→ What to do:
Copy out, unchanged, every line from the start of the records to the line that contains "Symbol %s contains", and stop there.

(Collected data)
--*--
PR #219, opened 2026-04-13
extract: Handle new IPA-removed symbol warning 

fgyanz:
klp-ccp now warns when a symbol is found in the ELF but not in the IPA. Catch the warning and print a more sane
log for the klp-build user.

Slightly refactor the extract code to avoid redundant parsing of klp-ccp.out.txt. Add tests covering the new changes.

### DIFF
--- a/klpbuild/plugins/extract.py
+++ b/klpbuild/plugins/extract.py
@@ -694,6 +694,34 @@ def cmd_args(lp_name, cs, fname, out_dir, fdata, cmd, avoid_ext):
     return ccp_args, env
 
 
+def _warn_optimized_clone(match, cs, fname):
+    opt_symbol_name = match.group(1)
+    symbol_name = opt_symbol_name.split(".")[0]
+    logging.warning("%s:%s: Symbol %s contains optimized clone: %s",
+                    cs.full_cs_name(), fname, symbol_name, opt_symbol_name)
+    logging.warning("Make sure to patch all the callers of %s.", symbol_name)
+
+
+def _collect_dup_symbol(match, cs, fname):
+    cs.files[fname].setdefault("dup_symbols", [])
+    cs.files[fname]["dup_symbols"].append(match.group(1))
+
+
+CCP_WARNING_SPECS = [
+    (r'warning: optimized function "([^"]+)" in callgraph', _warn_optimized_clone),
+    (r'conflicting definitions for symbol "([\w_]+)" found in ELF', _collect_dup_symbol),
+]
+
+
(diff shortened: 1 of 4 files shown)


klpbuild/plugins/extract.py
```diff
@@ -702,13 +702,20 @@ def _warn_optimized_clone(match, cs, fname):
     logging.warning("Make sure to patch all the callers of %s.", symbol_name)
 
 
+def _warn_ipa_removed(match, cs, fname):
+    symbol_name = match.group(1)
+    logging.warning("%s:%s: Unable to verify if %s symbol is inlined or not. Skipping it.",
```
vmezzela: What should a user do when this warning is raised? 

I think that from the log message is not clear what happened: should we either retain a message similar to the klp-ccp log to explain it? Or maybe explain directly what the user should do in this case. What do you think?

fgyanz: Hi @vmezzela ,

> I think that from the log message is not clear what happened: should we either retain a message similar to the klp-ccp log to explain it? Or maybe explain directly what the user should do in this case. What do you think?

I personally think that the klp-ccp log is too technical to be used directly. It's fine for someone debugging klp-ccp, but for a klp-build user there's no need to really know anything about IPA imho.

> What should a user do when this warning is raised?

Manually verify whether the symbol is inlined or not. If it is, then all good (the `klpp_` symbol is not externalized by default in this case). If it is not inlined, they will have to manually add it to the livepatch header file and `patched_funcs.csv`, handling correctly conflicting symbols.

I didn't include any additional instructions because the average klp-build user already knows the implication of an `inlined` / `not inlined` symbol in the context of livepatching, and how to deal with it. Well, at least that's my reasoning. But if you think it's not clear enough, feel free to propose alternative sentences!

vmezzela: Your reasoning make sense.

One last doubt is: what does it mean "skipping it"? Is any verification being skipped in klp-ccp?

fgyanz: No, just that klp-build will treat this symbol as inlined. Hence "skipped", as "symbol won't be livepatched". Maybe I should reword it to something more clear... It's just that I don't want to be too verbose.

vmezzela: Mmmh, okay. Maybe something that prompts the user to double check manually? "Skipping it" make me think that the warning is already addressed by skipping the symbol

fgyanz: done!

vmezzela (approved):
lgtm!

marcosps (approved):
LGTM!

PR #220, opened 2026-04-14
Forwarding enum declarations in livepatch header

fgyanz:
As we already do for structs, this PR adds support for enums:

```
struct macvlan_port;
struct net_device;
struct sk_buff;

# New enum declaration
enum macvlan_mode;

void klpp_macvlan_broadcast(struct sk_buff *skb, const struct macvlan_port *port, struct net_device *src, enum macvlan_mode mode);
```

Note that forwarding enum declarations, as opposed with structs, is not supported by standard C99. Luckily, GCC and Clang do support this extension.

### DIFF
--- a/klpbuild/klplib/templ.py
+++ b/klpbuild/klplib/templ.py
@@ -462,27 +462,32 @@ def __generate_klpp_header(cs):
     '''
     Generate any klpp-specific header information, such as:
     - klpp functions declarations.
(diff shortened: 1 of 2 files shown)


vmezzela (approved):
lgtm!

marcosps (approved):
lgtm!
--*--
→ Answer area:
PR #219, opened 2026-04-13
extract: Handle new IPA-removed symbol warning 

fgyanz:
klp-ccp now warns when a symbol is found in the ELF but not in the IPA. Catch the warning and print a more sane
log for the klp-build user.

Slightly refactor the extract code to avoid redundant parsing of klp-ccp.out.txt. Add tests covering the new changes.

### DIFF
--- a/klpbuild/plugins/extract.py
+++ b/klpbuild/plugins/extract.py
@@ -694,6 +694,34 @@ def cmd_args(lp_name, cs, fname, out_dir, fdata, cmd, avoid_ext):
     return ccp_args, env
 
 
+def _warn_optimized_clone(match, cs, fname):
+    opt_symbol_name = match.group(1)
+    symbol_name = opt_symbol_name.split(".")[0]
+    logging.warning("%s:%s: Symbol %s contains optimized clone: %s",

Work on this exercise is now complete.